Access the Querri application in your browser: https://your-domain.com
Log in using WorkOS authentication
The first user to log in will automatically be granted admin privileges

Alternatively, manually promote a user to admin:

docker-compose exec backend python scripts/promote_admin.py user@example.com

Configure Organization Settings

As an admin, configure organization-wide settings:

Navigate to Settings > Organization
Set:
- Organization name and branding
- Default permissions for new users
- Data retention policies
- Feature flags (dashboards, automations, etc.)
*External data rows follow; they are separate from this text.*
PR #6256, opened 2022-11-26
Add shadowing for fog in debug build

### LINKED ISSUE #5945: Debug mode movement pointer range
### Preliminary checks

### Platform

Linux

### Describe the bug

In debug mode I can see the whole map, but the mouse pointer only turns to movement (the horse) within the short range, supposedly in the area what should be seen by the hero w/o debugging.  There are no obstacles that could prevent movement.

Within the range:
image

Outside of the range:
image

### Save file

[Good_1_0001.zip](https://github.com/ihhub/fheroes2/files/9741084/Good_1_0001.zip)

### Additional info

`debug = 65535`

ihhub:
close #5945

### DIFF
--- a/src/fheroes2/maps/maps_tiles.cpp
+++ b/src/fheroes2/maps/maps_tiles.cpp
@@ -342,11 +342,11 @@ namespace
 
     const fheroes2::Image & getDebugFogImage()
     {
-        static fheroes2::Image fog;
-        if ( fog.empty() ) {
-            fog.resize( 32, 32 );
-            fheroes2::FillTransform( fog, 0, 0, fog.width(), fog.height(), 2 );
-        }
+        static const fheroes2::Image fog = []() {
+            fheroes2::Image temp( 32, 32 );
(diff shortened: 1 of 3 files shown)


src/fheroes2/maps/maps_tiles.cpp
```diff
@@ -339,6 +339,17 @@ namespace
 
         return imageMap.try_emplace( passable, std::move( sf ) ).first->second;
     }
+
+    const fheroes2::Image & getDebugFogImage()
+    {
+        static fheroes2::Image fog;
```
oleg-derevenetz, line 345: Hi @ihhub I propose to initialize the static variable in such cases by using a lambda. First of all, such initializations are truly atomic, which can be useful (maybe not in this particular case, but in general). Second, you will not need to check a flag (such as `empty()` each time). Third, you will be able to declare `fog` as `const`.

ihhub: You're right! I will do it.

oleg-derevenetz (approved):

PR #6257, opened 2022-11-26
An attempt to recreate the original rainbow animation (battlefield)

Districh-ru:
This PR changes the way the rainbow is drawn for the "good luck" event on the battlefield:

https://user-images.githubusercontent.com/113276641/204090850-53f04cc6-e391-43a2-bb5f-36271947d441.mp4

(In this video "good luck" is force set to 'true')

изображение

### DIFF
--- a/src/fheroes2/battle/battle_interface.cpp
+++ b/src/fheroes2/battle/battle_interface.cpp
@@ -556,7 +556,7 @@ fheroes2::Image DrawRainbow( const std::vector<int32_t> & rainbowArc, const int3
     std::vector<int32_t>::const_iterator pnt = rainbowArc.begin();
 
     // Get the original good luck sprite, since it has a rainbow image which will be used to get line.
-    fheroes2::Sprite luckSprite = fheroes2::AGG::GetICN( ICN::EXPMRL, 0 );
+    fheroes2::Image luckSprite = fheroes2::AGG::GetICN( ICN::EXPMRL, 0 );
     
     // Declare an image for a single rainbow line from the center of the luckSprite.
     fheroes2::Image rainbowLine;
@@ -3938,7 +3938,8 @@ void Battle::Interface::RedrawActionLuck( const Unit & unit )
             }
             rainbowDescend = std::max( 1, static_cast<int32_t>( 0.0342 * rainbowLength - 4.868 ) );
             rainbowTop = static_cast<int32_t>( 0.8524 * rainbowLength + 17.7 );
-            drawOffset = isRainbowFromRight ? ( rainbowDescendPoint.x - rainbowDescend - rainbowThickness / 2 ) : ( rainbowDescendPoint.x - rainbowDescend - rainbowAscend );
+            drawOffset
+                = isRainbowFromRight ? ( rainbowDescendPoint.x - rainbowDescend - rainbowThickness / 2 ) : ( rainbowDescendPoint.x - rainbowDescend - rainbowAscend );
         }
         else {
             pow2 = 0;
--- a/src/fheroes2/battle/battle_interface.cpp
+++ b/src/fheroes2/battle/battle_interface.cpp
@@ -523,30 +523,32 @@ fheroes2::Image DrawHexagonShadow( const uint8_t alphaValue )
     return sf;
 }
 
-void GetHalfArc( std::vector<double> & arc, const int32_t width, const int32_t height, const int32_t pow1, const int32_t pow2, const double pow2Ratio )
+void GetHalfArc( std::vector<double> & arc, int32_t width, const int32_t height, const int32_t pow1, const int32_t pow2, const double pow2Ratio )
 {
-    // for positive width arc will start from y = 0, for negative it will end at y = 0
+    // For positive width the arc will start from y = 0, for negative it will end at y = 0.
     const int32_t x0 = ( width < 0 ) ? width : 0;
 
-    // for positive height arc top will be y = 0, for negative - arc will be flipped for y coordinate (todo: consider height offset from previous arc part)
+    // For positive height the arc top will be y = 0, for negative - arc will be flipped for 'y' coordinate. (todo: consider height offset from previous arc part)
     const int32_t y0 = ( height < 0 ) ? height : 0;
 
-    // coefficients for multipliers of 'pow1' and 'pow2' degrees
+    // Coefficients for multipliers of 'pow1' and 'pow2' degrees.
     const double k1 = ( height * ( 1 - pow2Ratio ) ) / std::pow( width, pow1 );
     const double k2 = ( height * pow2Ratio ) / std::pow( width, pow2 );
 
-    // calculate 'y' coordinates for arc: y = k1*(x-x0)^pow1+k2*(x-x0)^pow2 and push it to 'arc' vector
-    for ( int x = 0; x < std::abs( width ); ++x ) {
-        double y = k1 * std::pow( ( x + x0 ), pow1 ) + k2 * std::pow( ( x + x0 ), pow2 ) - y0;
-        arc.push_back( y );
+    width = std::abs( width );
+    // Calculate 'y' coordinates for the arc: y = k1*(x-x0)^pow1+k2*(x-x0)^pow2 and push it to the 'arc' vector.
+    for ( int32_t x = 0; x < width; ++x ) {
+        arc.push_back( k1 * std::pow( ( x + x0 ), pow1 ) + k2 * std::pow( ( x + x0 ), pow2 ) - y0 );
     }
 }
 
-fheroes2::Image DrawRainbow( const std::vector<double> & rainbowArc, const int32_t & rainbowThickness, bool isVertical = false )
+fheroes2::Image DrawRainbow( const std::vector<double> & rainbowArc, const int32_t rainbowThickness, const bool isVertical, const bool flipHorizontally )
 {
-    // rainbow image size should include arc size plus thickness of the rainbow
+    // Rainbow image size should include the arc size plus the thickness of the rainbow.
     const int32_t rainbowWidth = static_cast<int32_t>( rainbowArc.size() );
     const int32_t rainbowHeight = static_cast<int32_t>( *std::max_element( rainbowArc.begin(), rainbowArc.end() ) ) + rainbowThickness;
+
+    // If the rainbow is vertical - swap width and height.
     const int32_t rainbowImgWidth = isVertical ? rainbowHeight : rainbowWidth;
     const int32_t rainbowImgHeight = isVertical ? rainbowWidth : rainbowHeight;
     fheroes2::Image rainbow( rainbowImgWidth, rainbowImgHeight );
@@ -557,20 +559,23 @@ fheroes2::Image DrawRainbow( const std::vector<double> & rainbowArc, const int32
     uint8_t colorGreen = 0;
     uint8_t colorBlue = 0;
 
-    // draw rainbow image for each 'x' coordinate
+    // Color normalization factor.
+    const double colorNorm = 256 * 4.6 / rainbowThickness;
+
+    // Draw a rainbow image for each 'x' coordinate.
     for ( int32_t x = 0; pnt != rainbowArc.end(); ++x, ++pnt ) {
         // fractional part of 'y' arc coordinate for better color reproduction
         const double frac = *pnt - std::floor( *pnt ) - 0.5;
 
-        // rainbow colors generation from: https://stackoverflow.com/questions/40629345/fill-array-dynamicly-with-gradient-color-c
+        // Rainbow colors generation from: https://stackoverflow.com/questions/40629345/fill-array-dynamicly-with-gradient-color-c
         for ( int i = 0; i < rainbowThickness; ++i ) {
-            // normalize 'x' coordinate to 4.6 (for 'fheroes2' rainbow colors) regions, each region is 256 units long
-            const int32_t normalized = static_cast<int32_t>( ( i - frac ) * 256 * 4.65 / rainbowThickness );
+            // Normalize 'x' coordinate to 4.6 (for 'fheroes2' rainbow colors) regions, each region is 256 units long.
+            const int32_t normalized = static_cast<int32_t>( ( i - frac ) * colorNorm );
 
-            // modificator for the color inside the closest region
+            // Modificator for the color inside the closest region.
             const uint8_t colorMod = ( normalized < 0 ) ? 0 : normalized % 256;
 
-            // find the region and set its colors
+            // Find the color region and set its colors.
             switch ( normalized / 256 ) {
             case 0:
                 colorRed = 255;
@@ -597,15 +602,21 @@ fheroes2::Image DrawRainbow( const std::vector<double> & rainbowArc, const int32
                 colorGreen = 0;
                 colorBlue = 255 - colorMod;
                 break;
+            default:
+                colorRed = 0;
+                colorGreen = 0;
+                colorBlue = 0;
+                break;
             }
 
-            if ( isVertical ) {
-                // for a vertical rainbow swap the 'x' and 'y' coordinates and flip horizontally
-                fheroes2::SetPixel( rainbow, rainbowImgWidth - i - static_cast<int32_t>( *pnt ), x, fheroes2::GetColorId( colorRed, colorGreen, colorBlue ) );
-            }
-            else {
-                fheroes2::SetPixel( rainbow, x, i + static_cast<int32_t>( *pnt ), fheroes2::GetColorId( colorRed, colorGreen, colorBlue ) );
-            }
+            // Calculate the 'y' coordinate for the current rainbow color.
+            const int32_t y = i + static_cast<int32_t>( *pnt );
+
+            // Set the 'x' and 'y' coordinates of the current rainbow pixel in the resulting rainbow image according to the rainbow direction.
+            const int32_t imgX = isVertical ? ( flipHorizontally ? y : rainbowImgWidth - y ) : ( flipHorizontally ? rainbowImgWidth - x : x );
+            const int32_t imgY = isVertical ? x : y;
+
+            fheroes2::SetPixel( rainbow, imgX, imgY, fheroes2::GetColorId( colorRed, colorGreen, colorBlue ) );
         }
     }
     return rainbow;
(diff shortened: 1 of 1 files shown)


oleg-derevenetz:
I've always been a little concerned about the duration of this animation. If the unit is located unsuccessfully, then the rainbow can be drawn for a long time :)

Districh-ru:
> I've always been a little concerned about the duration of this animation. If the unit is poorly positioned, then the rainbow can be drawn for a long time :)

Hi @oleg-derevenetz, I was also concerned about it and in the beginning the animation step was `const int32_t drawStep = borderDistance / 30;`. But later I changed it to a constant to reproduce the original game behavior.

@Branikolog, @LeHerosInconnu, what do you think: rainbow should have constant animation step or constant animation time?

src/fheroes2/battle/battle_interface.cpp
```diff
@@ -523,6 +523,94 @@ fheroes2::Image DrawHexagonShadow( const uint8_t alphaValue )
...
+    uint8_t colorBlue = 0;
+
+    // draw rainbow image for each 'x' coordinate
+    for ( int32_t x = 0; pnt != rainbowArc.end(); ++x, ++pnt ) {
+        // fractional part of 'y' arc coordinate for better color reproduction
+        const double frac = *pnt - std::floor( *pnt ) - 0.5;
+
+        // rainbow colors generation from: https://stackoverflow.com/questions/40629345/fill-array-dynamicly-with-gradient-color-c
+        for ( int i = 0; i < rainbowThickness; ++i ) {
+            // normalize 'x' coordinate to 4.6 (for 'fheroes2' rainbow colors) regions, each region is 256 units long
```
ihhub, line 567: The comment says 4.6 but in the code it is 4.65. Please correct.

src/fheroes2/battle/battle_interface.cpp
```diff
@@ -523,6 +523,94 @@ fheroes2::Image DrawHexagonShadow( const uint8_t alphaValue )
     return sf;
 }
 
+void GetHalfArc( std::vector<double> & arc, const int32_t width, const int32_t height, const int32_t pow1, const int32_t pow2, const double pow2Ratio )
+{
+    // for positive width arc will start from y = 0, for negative it will end at y = 0
```
ihhub, line 528: It is optional but having a capital letter at the beginning of the comments and a full stop make them slightly better to read :)

src/fheroes2/battle/battle_interface.cpp
```diff
@@ -523,6 +523,94 @@ fheroes2::Image DrawHexagonShadow( const uint8_t alphaValue )
...
+
+    // for positive height arc top will be y = 0, for negative - arc will be flipped for y coordinate (todo: consider height offset from previous arc part)
+    const int32_t y0 = ( height < 0 ) ? height : 0;
+
+    // coefficients for multipliers of 'pow1' and 'pow2' degrees
+    const double k1 = ( height * ( 1 - pow2Ratio ) ) / std::pow( width, pow1 );
+    const double k2 = ( height * pow2Ratio ) / std::pow( width, pow2 );
+
+    // calculate 'y' coordinates for arc: y = k1*(x-x0)^pow1+k2*(x-x0)^pow2 and push it to 'arc' vector
+    for ( int x = 0; x < std::abs( width ); ++x ) {
```
ihhub, line 539: To avoid unnecessary computations by calling `std::abs()` please accept this variable without const and then reassign it using this function.

src/fheroes2/battle/battle_interface.cpp
```diff
@@ -523,6 +523,94 @@ fheroes2::Image DrawHexagonShadow( const uint8_t alphaValue )
...
+        double y = k1 * std::pow( ( x + x0 ), pow1 ) + k2 * std::pow( ( x + x0 ), pow2 ) - y0;
+        arc.push_back( y );
+    }
+}
+
+fheroes2::Image DrawRainbow( const std::vector<double> & rainbowArc, const int32_t & rainbowThickness, bool isVertical = false )
```
ihhub, line 545: Please remove the default parameter since all usages of this function provide 3 parameters.

src/fheroes2/battle/battle_interface.cpp
ihhub, line 539: Please use `int32_t` instead of `int` to be consistent with types.

src/fheroes2/battle/battle_interface.cpp
ihhub, line 545: Please remove reference symbol from `rainbowThickness` as passing POD is always recommended by value.

src/fheroes2/battle/battle_interface.cpp
```diff
@@ -3825,32 +3913,102 @@ void Battle::Interface::RedrawActionLuck( const Unit & unit )
...
+        // the coordinate where the rainbow arc changes its direction
+        int32_t rainbowTop;
+        // offset from zero coordinates of battlefield of rainbow image to 'fall' onto the 'lucky' creature
+        int32_t drawOffset;
+        double pow2ratio;
+        double pow4ratio;
+
+        // set rainbow generation parameters
+        if ( isVerticalRainbow ) {
+            pow1 = 2, pow2 = 10, pow3 = 2, pow4 = 2;
```
ihhub, line 3958: Please do not use multiple operations at single line. Always put one operation on a separate line.

src/fheroes2/battle/battle_interface.cpp
```diff
@@ -3825,32 +3913,102 @@ void Battle::Interface::RedrawActionLuck( const Unit & unit )
...
+        GetHalfArc( rainbowArc, -rainbowArcBegin.width, rainbowArcBegin.height, pow1, pow2, pow2ratio );
+        GetHalfArc( rainbowArc, rainbowArcEnd.width, rainbowArcEnd.height, pow3, pow4, pow4ratio );
 
-        int width = 2;
-        fheroes2::Rect src( 0, 0, width, luckSprite.height() );
-        src.x = ( luckSprite.width() - src.width ) / 2;
-        int y = pos.y + pos.height - unitSprite.height() - src.height;
-        if ( y < 0 )
-            y = 0;
+        fheroes2::Image luckSprite = fheroes2::Flip( DrawRainbow( rainbowArc, rainbowThickness, isVerticalRainbow ), isRainbowFromRight, false );
```
ihhub, line 3983: Here we create 2 images. I suggest to do this way:
```cpp
fheroes2::Image luckSprite;
if ( isRainbowFromRight ) {
    luckSprite = fheroes2::Flip( DrawRainbow( rainbowArc, rainbowThickness, isVerticalRainbow ), true, false );
}
else {
    luckSprite = DrawRainbow( rainbowArc, rainbowThickness, isVerticalRainbow );
}
```
This code is bit longer but for cases when `isRainbowFromRight` is **false** it works much faster.

src/fheroes2/battle/battle_interface.cpp
```diff
@@ -523,6 +523,94 @@ fheroes2::Image DrawHexagonShadow( const uint8_t alphaValue )
...
+
+    // draw rainbow image for each 'x' coordinate
+    for ( int32_t x = 0; pnt != rainbowArc.end(); ++x, ++pnt ) {
+        // fractional part of 'y' arc coordinate for better color reproduction
+        const double frac = *pnt - std::floor( *pnt ) - 0.5;
+
+        // rainbow colors generation from: https://stackoverflow.com/questions/40629345/fill-array-dynamicly-with-gradient-color-c
+        for ( int i = 0; i < rainbowThickness; ++i ) {
+            // normalize 'x' coordinate to 4.6 (for 'fheroes2' rainbow colors) regions, each region is 256 units long
+            const int32_t normalized = static_cast<int32_t>( ( i - frac ) * 256 * 4.65 / rainbowThickness );
```
ihhub, line 568: `256 * 4.65 / rainbowThickness` could be cached outside the double loop.

src/fheroes2/battle/battle_interface.cpp
```diff
@@ -523,6 +523,94 @@ fheroes2::Image DrawHexagonShadow( const uint8_t alphaValue )
...
+    const int32_t y0 = ( height < 0 ) ? height : 0;
+
+    // coefficients for multipliers of 'pow1' and 'pow2' degrees
+    const double k1 = ( height * ( 1 - pow2Ratio ) ) / std::pow( width, pow1 );
+    const double k2 = ( height * pow2Ratio ) / std::pow( width, pow2 );
+
+    // calculate 'y' coordinates for arc: y = k1*(x-x0)^pow1+k2*(x-x0)^pow2 and push it to 'arc' vector
+    for ( int x = 0; x < std::abs( width ); ++x ) {
+        double y = k1 * std::pow( ( x + x0 ), pow1 ) + k2 * std::pow( ( x + x0 ), pow2 ) - y0;
+        arc.push_back( y );
```
ihhub, line 541: We can combine these 2 lines and directly pass the calculated value to `push_back()` call.

src/fheroes2/battle/battle_interface.cpp
```diff
@@ -523,6 +523,94 @@ fheroes2::Image DrawHexagonShadow( const uint8_t alphaValue )
...
+            case 3:
+                colorRed = 0;
+                colorGreen = 255 - colorMod;
+                colorBlue = 255;
+                break;
+            case 4:
+                colorRed = colorMod;
+                colorGreen = 0;
+                colorBlue = 255 - colorMod;
+                break;
```
ihhub, line 599: We are missing here the default case.

src/fheroes2/battle/battle_interface.cpp
```diff
@@ -3825,32 +3913,102 @@ void Battle::Interface::RedrawActionLuck( const Unit & unit )
...
+        const fheroes2::Rect & battleArea = border.GetArea();
         const fheroes2::Sprite & unitSprite = fheroes2::AGG::GetICN( unit.GetMonsterSprite(), unit.GetFrame() );
+        const int32_t unitCenter = ( unitSprite.width() / CELLW + 1 ) * CELLW / 2;
+        const fheroes2::Point rainbowDescendPoint( pos.x + unitCenter, pos.y - unitSprite.height() / 2 );
+
+        // if the creature is low on the battleboard - the rainbow will be from the top (in the original game the threshold is about 140 pixels)
+        const bool isVerticalRainbow = ( rainbowDescendPoint.y > 140 );
+
+        // for the right army the rainbow will be from the right
+        const bool isRainbowFromRight = ( unit.GetCurrentColor() == arena.GetArmy2Color() );
```
ihhub, line 3925: Please use `isReflect()` method instead of this approach.

ihhub (changes requested):
Hi @Districh-ru , I left multiple comments here. Can you please check them?

src/fheroes2/battle/battle_interface.cpp
Districh-ru: Thank you @ihhub, it should be 4.6 in the code.
I was seeking the theshold where purple turns to red and forgot to correct here. :(

src/fheroes2/battle/battle_interface.cpp
Districh-ru: Part of the game code uses 'int' and the other 'int32_t' so I'm confused what to use. Initially, I wrote 'int' everywhere, later I changed it to 'int32_t' and, of course, forgot to change it in this place.

src/fheroes2/battle/battle_interface.cpp
Districh-ru: Made this by integrating the flip operation into the `DrawRainbow` function, so the `Flip` function is no longer needed.

src/fheroes2/battle/battle_interface.cpp
Districh-ru: @ihhub, `isReflect()` checks if the unit sprite is reflected and, for example, if the right army creature (with `isReflect()=1`) attacks from the left if turns and then we check the `isReflect()` and it returns `0`.
I wanted the rainbow to ascend from the side of the creature's hero.

Districh-ru: @ihhub, thanks a lot for reviewing my code and for optimization tips! I will take them into account.

Branikolog:
Hi, @Districh-ru 

> what do you think: rainbow should have constant animation step or constant animation time?

I cannot tell precisely right now. It would be easier to tell, if I'd test both versions. :)
I think, I would prefer constant animation time more, since on high speeds I can't even notice that short rainbow.
Btw, the work you've done looks really nice! 👍 
I noticed only a small difference in colours. 
Don't blame me much, but I like your previous implementation of rainbow for higher sells you've shown at https://github.com/ihhub/fheroes2/pull/6179#issuecomment-1325462651 . I personally would love to have in game something in between current (original) and the one I mentioned above. Something a little bit more parabolic-like. Just my thoughts, anyway. :)

Districh-ru:
> Hi, @Districh-ru
> 
> > what do you think: rainbow should have constant animation step or constant animation time?
> 
> I cannot tell precisely right now. It would be easier to tell, if I'd test both versions. :) I think, I would prefer constant animation time more, since on high speeds I can't even notice that short rainbow. Btw, the work you've done looks really nice! 👍 I noticed only a small difference in colours. Don't blame me much, but I like your previous implementation of rainbow for higher sells you've shown at [#6179 (comment)](https://github.com/ihhub/fheroes2/pull/6179#issuecomment-1325462651) . I personally would love to have in game something in between current (original) and the one I mentioned above. Something a little bit more parabolic-like. Just my thoughts, anyway. :)

Hi, @Branikolog 
On the video you mentioned, the animation time is constant.
I can set minimum draw parts to avoid super fast rainbow rendering for small rainbows, and set maximum draw parts for long ones. What do you think?
All rainbow parameters are calculated by linear equations and depend on the rainbow length. We can set a minimum rainbow arc height for small rainbows. (In my first video, the arc height was constant.) 
For example we can change it to start from about 10px:

https://user-images.githubusercontent.com/113276641/204142849-57e75059-951e-4576-9aa9-180120486380.mp4


But it won't be the same as original. Both options (orginal or not) will suit me as well.
...maybe in the future these parameters will be set by some game presets and maybe by the players themselves...

Districh-ru:
@Branikolog, what do you think of this:

https://user-images.githubusercontent.com/113276641/204143877-bd8857a9-735c-4819-9ffb-47d339142fc3.mp4



In this video, the maximum number of animation steps is set to 40 and the minimum to 20. So we don't have very slow and very fast animations.
If it is ok, I'll add it to the next commit.

Branikolog:
Hi, @Districh-ru 
For me personally, rainbows from the last video have acceptable generation speed and nice-looking ark height. But lets listen to other members, probably, they would be satisfied with more original-like behaviour.

zenseii:
Hi, guys. I'm fine with whichever.
My only concern is that it should speed up according to the battle speed that is set, but if that doesn't happen now in this PR then I wouldn't worry and just open that can in the future.

LeHerosInconnu:
Hello everyone,

I think that the duration of the rainbow animation should be the same whatever the length of the rainbow.

The rainbow animation should be finished before the end of the rainbow sound.

In the original game, the rainbow does not necessarily originate on the same side of the screen as the troop (coming from the right side of the screen for troops positioned on the right side of the screen at the beginning of the combat).

In the original game, the rainbow does not necessarily originate on the right or left side of the screen, it can also originate at the top of the screen.

In original game:

https://user-images.githubusercontent.com/43583994/204157298-8f2056c3-a40c-4b42-b034-25ca98add5ab.mp4

vlcsnap-2022-11-27-21h02m27s027

vlcsnap-2022-11-27-21h03m57s136

vlcsnap-2022-11-27-21h04m15s302

vlcsnap-2022-11-27-21h04m32s732

[0 9926.zip](https://github.com/ihhub/fheroes2/files/10099124/0.9926.zip)

src/fheroes2/battle/battle_interface.cpp
ihhub: Yes, it's a mix of here and there. In such cases use the majority rule 🙂

src/fheroes2/battle/battle_interface.cpp
ihhub: @Districh-ru , in this case make sure that such logic covers cases like Berserk spell. I'll check later this again.

Districh-ru: @ihhub , for Berserk spell (color == -1) and in other similar cases the rainbow will always be from the left. In this case (color < 0) I cuold use unit.GetColor. I'll do this in next commit.

Districh-ru:
Hello @zenseii , @LeHerosInconnu ,
The animation speed depends on the 'battle speed' setting.
I can make a constant count of drawing steps so on zero speed the animation time will be the same as rainbow sound time.
As I noticed, the original game draws a horisontal rainbow for the cretures in the upper 3 hexes and starting from the side of creatures army.
For the lower creatures the rainbow always comes from the top of the screen ("vertical rainbow"). And in original game its direction is not clear.
For such vertical rainbows I can set its direction according to the position of the creature. So it will always have full size and its trajectory will not be squeezed like in my last videos. (I'll try to implement this in the evening.)
What do you think?

Districh-ru:
Implementation of the vertical rainbow orientation approach mentioned above with corrected draw speed:

https://user-images.githubusercontent.com/113276641/204320997-d367d153-88c9-422f-b071-fc26f62a107c.mp4

Districh-ru:
What do you think about making the rainbow colors completely look like the original ones (from the center of the luck sprite)?

https://user-images.githubusercontent.com/113276641/204354329-a241cc36-ffe4-4dee-ab18-759ef8aa5d37.mp4

It is simpler and requires less computing resources. (Why did I choose the hardest way in the first place??? - Because I wanted to make a smoother transition of rainbow colors in the curve.)

src/fheroes2/battle/battle_interface.cpp
```diff
@@ -523,6 +523,67 @@ fheroes2::Image DrawHexagonShadow( const uint8_t alphaValue )
...
+    if ( isVertical ) {
+        rainbowLine = fheroes2::Image( rainbowThickness, 1 );
+        // For a vertical rainbow orientation the line needs to be transposed. 
+        fheroes2::Transpose( fheroes2::Crop( luckSprite, luckSprite.width() / 2, 0, 1, rainbowThickness ), rainbowLine );
+        if ( !flipHorizontally ) {
+            rainbowLine = fheroes2::Flip( rainbowLine, true, false );
+        }
+    }
+    else {
+        rainbowLine = fheroes2::Crop( luckSprite, luckSprite.width() / 2, 0, 1, rainbowThickness );
```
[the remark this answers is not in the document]
Districh-ru: Changed luckSprite type to fheroes2::Image

src/fheroes2/battle/battle_interface.cpp
```diff
@@ -3825,32 +3886,117 @@ void Battle::Interface::RedrawActionLuck( const Unit & unit )
...
+            pow2 = 0;
+            pow4 = 5;
+            pow2ratio = 0.0;
+            pow4ratio = 0.5;
+            rainbowLength = borderDistance;
+            // Formula for rainbowAscend corresponding to the original game was: 82.05 - 0.014 * rainbowLength.
+            rainbowAscend = 75;
+            // Formula for rainbowDescend corresponding to the original game was: 0.158 * rainbowLength - 18.25.
+            rainbowDescend = std::max( 1, static_cast<int32_t>( 0.1233 * rainbowLength + 0.7555 ) );
+            // Formula for rainbowTop corresponding to the original game was: 0.616 * rainbowLength + 31.5.
```
ihhub, line 3954: I don't think that we need to highlight what was in the original game as it rises questions where this data came from.

src/fheroes2/battle/battle_interface.cpp
```diff
@@ -3825,32 +3886,117 @@ void Battle::Interface::RedrawActionLuck( const Unit & unit )
...
-        int width = 2;
-        fheroes2::Rect src( 0, 0, width, luckSprite.height() );
-        src.x = ( luckSprite.width() - src.width ) / 2;
-        int y = pos.y + pos.height - unitSprite.height() - src.height;
-        if ( y < 0 )
-            y = 0;
+        GetHalfArc( rainbowArc, -rainbowArcBegin.width, rainbowArcBegin.height, pow1, pow2, pow2ratio );
+        GetHalfArc( rainbowArc, rainbowArcEnd.width, rainbowArcEnd.height, pow3, pow4, pow4ratio );
+
+        const fheroes2::Sprite luckSprite = DrawRainbow( rainbowArc, rainbowThickness, isVerticalRainbow, isRainbowFromRight );
```
ihhub, line 3967: This variable should be `fheroes2::Image` type.

ihhub (changes requested):
Hi @Districh-ru , I put several more comments here. Could you please take a look at them?

src/fheroes2/battle/battle_interface.cpp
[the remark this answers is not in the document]
Districh-ru: I have changed `fheroes2::Crop` to `fheroes2::Copy` as 'Crop' returns type `Sprite`.

Districh-ru:
Hi @ihhub, thanks for the comments. I have updated the code. Could you please check it out when you have time.

src/fheroes2/battle/battle_interface.cpp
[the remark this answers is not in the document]
ihhub: It is absolutely valid. Crop is used in cases when we are unknown about the size we want to copy.

src/fheroes2/battle/battle_interface.cpp
```diff
@@ -3825,32 +3889,114 @@ void Battle::Interface::RedrawActionLuck( const Unit & unit )
...
+        // The distance from the right or left battlefield border to the 'lucky' creature in the direction from the beginning of the animation to its end.
+        const int32_t borderDistance = isRainbowFromRight ? battleArea.width - rainbowDescendPoint.x : rainbowDescendPoint.x;
+
+        // The rainbow thickness in pixels: it must be 15 pixels to match the rainbow thickness from original sprite 'ICN::EXPMRL'.
+        const int32_t rainbowThickness = 15;
+
+        // Declare rainbow generation parameters:
+        // Rainbow arc parameters for: y = (1-pow2ratio)*k1*(x-x0)^pow1+pow2ratio*k2*(x-x0)^pow2.
+        // Parametars pow3, pow4, pow4ratio are the same as pow1, pow2, pow2ratio, but for the second part of the arc.
+        const int32_t pow1 = 2;
```
ihhub, line 3913: My only concern is about this place: we declare a lot of variables without default values. By human nature we might forget to set a value to one of them. Can we please add initialisation values to them like 0?

[Optional] you can use C++11 initialization style to avoid any implicit conversions. For example:
const int32_t pow1{ 2 };
This approach makes sure that use the correct types.

ihhub (changes requested):

src/fheroes2/battle/battle_interface.cpp
Districh-ru: Made appropriate changes to the code.
@ihhub, thank you for tips and explanations!

ihhub (approved):

ihhub:

LeHerosInconnu:
Hello everyone,

I made some tests on this subject, for now it seems fine to me. :)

Post-Installation Configuration

Set Up Data Connectors

Configure available data connectors for your users:

Go to Settings > Data Connectors
Enable and configure connectors:
- Database connectors (PostgreSQL, MySQL, etc.)
- Cloud storage (S3, Google Cloud Storage)
- API integrations
- File upload settings

Configure User Authentication

Set up SSO and user provisioning:

In WorkOS dashboard, configure:
- SAML/OIDC providers
- User directory sync
- Just-in-time provisioning
Test authentication flows with test users

Set Up Monitoring and Logging

Configure monitoring for production:

# View aggregated logs
docker-compose logs

# Export logs to external system
# Configure in docker-compose.yml logging drivers

Consider integrating with:

Application performance monitoring (APM) tools
Log aggregation services
Uptime monitoring
Error tracking (Sentry, etc.)

Backup and Recovery

Database Backups

Set up automated MongoDB backups:

# Manual backup
docker-compose exec mongodb mongodump --out=/backup

# Restore from backup
docker-compose exec mongodb mongorestore /backup

Configure automated backups with your backup solution or cron jobs.

Configuration Backups

Regularly backup:

.env file (store securely)
docker-compose.yml and any customizations
FGA authorization model
SSL certificates and keys

Scaling and Performance

Horizontal Scaling

To handle increased load:

Scale Backend Workers:
Terminal window
```
docker-compose up -d --scale backend=3
```
Add Load Balancer: Configure a reverse proxy (nginx, Traefik) to distribute traffic
Database Replication: Set up MongoDB replica sets for high availability

Performance Tuning

Monitor resource usage: docker stats
Adjust worker processes based on CPU cores
Configure caching layers (Redis) if needed
Optimize database indexes for common queries

Security Considerations

Network Security

Use HTTPS/TLS for all external connections
Configure firewall rules to restrict service access
Use private networks for inter-service communication
Implement rate limiting on API endpoints

Secrets Management

Never commit .env files to version control
Use secrets management tools (Vault, AWS Secrets Manager)
Rotate API keys and credentials regularly
Use environment-specific configurations

Access Control

Enable FGA for all resources
Review and audit permissions regularly
Implement least-privilege access
Monitor authentication logs for anomalies

Troubleshooting

Common Issues

Services Won’t Start:

Check Docker logs: docker-compose logs [service]
Verify environment variables are set correctly
Ensure ports aren’t already in use

Database Connection Errors:

Verify MongoDB is running: docker-compose ps mongodb
Check connection string in .env
Ensure network connectivity between services

Authentication Failures:

Verify WorkOS configuration
Check redirect URIs match exactly
Review WorkOS dashboard for error logs

FGA Permission Errors:

Reinitialize FGA model: python scripts/init_fga.py
Verify FGA service is reachable
Check FGA store ID and credentials

Getting Help

For deployment issues:

Review Docker Compose logs
Check service health endpoints
Consult the full documentation
Contact Querri support with log files and configuration details

Next Steps

After successful installation:

Share the Querri URL with your users
Provide access to the Quick Start Guide
Set up user training sessions
Monitor usage and performance
Plan for regular maintenance and updates

Your Querri instance is now ready for use! Users can begin analyzing data immediately.